Dataset entries:

===============

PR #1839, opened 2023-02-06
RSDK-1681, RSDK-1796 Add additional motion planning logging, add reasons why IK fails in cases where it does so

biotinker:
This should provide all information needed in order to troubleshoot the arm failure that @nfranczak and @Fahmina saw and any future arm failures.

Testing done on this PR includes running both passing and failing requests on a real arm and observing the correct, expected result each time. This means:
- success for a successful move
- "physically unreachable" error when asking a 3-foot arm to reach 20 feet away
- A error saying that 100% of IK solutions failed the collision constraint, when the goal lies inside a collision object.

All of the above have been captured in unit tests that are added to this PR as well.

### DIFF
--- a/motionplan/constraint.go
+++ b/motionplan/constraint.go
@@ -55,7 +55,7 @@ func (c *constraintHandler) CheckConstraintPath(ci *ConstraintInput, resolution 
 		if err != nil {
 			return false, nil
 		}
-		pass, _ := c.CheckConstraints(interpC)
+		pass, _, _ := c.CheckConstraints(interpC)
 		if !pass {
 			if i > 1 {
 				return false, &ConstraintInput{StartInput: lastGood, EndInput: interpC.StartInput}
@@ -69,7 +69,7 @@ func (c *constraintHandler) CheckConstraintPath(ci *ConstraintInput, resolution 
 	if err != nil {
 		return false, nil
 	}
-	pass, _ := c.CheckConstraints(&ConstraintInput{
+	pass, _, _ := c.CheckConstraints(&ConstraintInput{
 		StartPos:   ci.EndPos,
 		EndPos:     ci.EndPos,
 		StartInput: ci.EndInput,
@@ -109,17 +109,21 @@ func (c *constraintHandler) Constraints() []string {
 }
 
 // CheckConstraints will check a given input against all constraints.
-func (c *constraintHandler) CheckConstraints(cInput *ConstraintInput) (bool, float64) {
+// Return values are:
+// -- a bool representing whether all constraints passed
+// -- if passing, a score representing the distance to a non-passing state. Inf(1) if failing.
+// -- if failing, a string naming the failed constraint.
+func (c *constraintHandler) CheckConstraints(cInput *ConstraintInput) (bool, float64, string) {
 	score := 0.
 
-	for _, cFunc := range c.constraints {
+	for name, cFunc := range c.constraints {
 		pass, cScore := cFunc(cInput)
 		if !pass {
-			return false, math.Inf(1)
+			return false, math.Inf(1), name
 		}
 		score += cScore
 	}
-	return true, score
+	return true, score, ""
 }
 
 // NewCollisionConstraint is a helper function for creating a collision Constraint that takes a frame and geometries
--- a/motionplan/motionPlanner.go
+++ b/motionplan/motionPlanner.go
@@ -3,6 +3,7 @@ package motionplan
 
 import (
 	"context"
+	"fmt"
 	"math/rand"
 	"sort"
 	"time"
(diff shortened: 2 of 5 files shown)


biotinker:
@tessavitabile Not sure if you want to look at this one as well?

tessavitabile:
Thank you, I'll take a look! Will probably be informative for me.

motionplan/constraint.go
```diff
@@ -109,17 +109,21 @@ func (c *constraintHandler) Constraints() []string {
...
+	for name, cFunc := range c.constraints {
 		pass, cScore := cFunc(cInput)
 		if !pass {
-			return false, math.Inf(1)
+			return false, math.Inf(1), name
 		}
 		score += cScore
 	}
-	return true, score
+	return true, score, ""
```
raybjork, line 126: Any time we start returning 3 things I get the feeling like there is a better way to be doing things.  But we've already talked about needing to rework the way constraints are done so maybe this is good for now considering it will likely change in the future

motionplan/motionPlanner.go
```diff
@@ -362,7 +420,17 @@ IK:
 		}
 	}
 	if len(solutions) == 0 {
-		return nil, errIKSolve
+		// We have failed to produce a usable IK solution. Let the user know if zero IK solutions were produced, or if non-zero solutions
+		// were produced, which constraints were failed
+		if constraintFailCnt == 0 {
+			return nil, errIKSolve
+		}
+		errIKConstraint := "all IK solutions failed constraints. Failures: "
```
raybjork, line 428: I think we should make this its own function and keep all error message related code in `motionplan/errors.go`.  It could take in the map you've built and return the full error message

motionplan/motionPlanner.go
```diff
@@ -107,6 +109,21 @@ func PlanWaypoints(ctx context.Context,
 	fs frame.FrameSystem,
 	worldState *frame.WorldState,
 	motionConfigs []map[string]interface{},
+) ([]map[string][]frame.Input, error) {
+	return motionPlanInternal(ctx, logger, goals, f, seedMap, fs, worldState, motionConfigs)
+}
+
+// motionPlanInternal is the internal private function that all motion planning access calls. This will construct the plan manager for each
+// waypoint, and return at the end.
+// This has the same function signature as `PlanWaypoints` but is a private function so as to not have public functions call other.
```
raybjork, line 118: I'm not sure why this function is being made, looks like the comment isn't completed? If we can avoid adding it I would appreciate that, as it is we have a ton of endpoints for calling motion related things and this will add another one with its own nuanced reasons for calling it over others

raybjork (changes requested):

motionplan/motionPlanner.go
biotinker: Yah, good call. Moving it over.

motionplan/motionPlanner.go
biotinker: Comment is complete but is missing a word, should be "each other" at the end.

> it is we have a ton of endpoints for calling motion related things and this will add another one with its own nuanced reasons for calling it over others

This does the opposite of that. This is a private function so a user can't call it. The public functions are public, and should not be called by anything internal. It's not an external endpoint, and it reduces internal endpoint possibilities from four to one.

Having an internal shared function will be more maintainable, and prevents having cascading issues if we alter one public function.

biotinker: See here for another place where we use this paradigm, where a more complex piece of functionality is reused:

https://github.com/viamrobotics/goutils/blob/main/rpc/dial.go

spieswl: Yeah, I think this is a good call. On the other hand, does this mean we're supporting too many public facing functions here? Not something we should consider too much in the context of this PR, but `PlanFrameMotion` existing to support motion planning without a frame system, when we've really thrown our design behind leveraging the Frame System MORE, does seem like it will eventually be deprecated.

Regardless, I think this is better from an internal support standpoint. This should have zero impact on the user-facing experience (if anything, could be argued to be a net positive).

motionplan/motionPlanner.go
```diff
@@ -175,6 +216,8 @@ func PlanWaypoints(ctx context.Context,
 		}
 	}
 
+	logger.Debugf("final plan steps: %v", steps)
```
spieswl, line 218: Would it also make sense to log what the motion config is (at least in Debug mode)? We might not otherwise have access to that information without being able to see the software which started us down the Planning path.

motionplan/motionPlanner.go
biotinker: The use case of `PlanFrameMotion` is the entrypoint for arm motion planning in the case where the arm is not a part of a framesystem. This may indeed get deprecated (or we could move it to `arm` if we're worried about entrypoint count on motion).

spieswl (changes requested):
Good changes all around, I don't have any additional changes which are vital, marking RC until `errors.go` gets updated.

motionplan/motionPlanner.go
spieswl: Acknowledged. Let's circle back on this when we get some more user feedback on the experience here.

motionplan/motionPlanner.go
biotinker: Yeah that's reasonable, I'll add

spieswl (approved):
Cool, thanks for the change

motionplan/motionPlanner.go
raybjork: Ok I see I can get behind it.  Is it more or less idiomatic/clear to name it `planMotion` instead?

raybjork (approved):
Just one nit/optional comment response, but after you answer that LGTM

===============

What is needed. Every line in the records above that contains the word "CheckConstraintPath" is to be copied out.

Written response.
@@ -55,7 +55,7 @@ func (c *constraintHandler) CheckConstraintPath(ci *ConstraintInput, resolution 
@@ -69,7 +69,7 @@ func (c *constraintHandler) CheckConstraintPath(ci *ConstraintInput, resolution 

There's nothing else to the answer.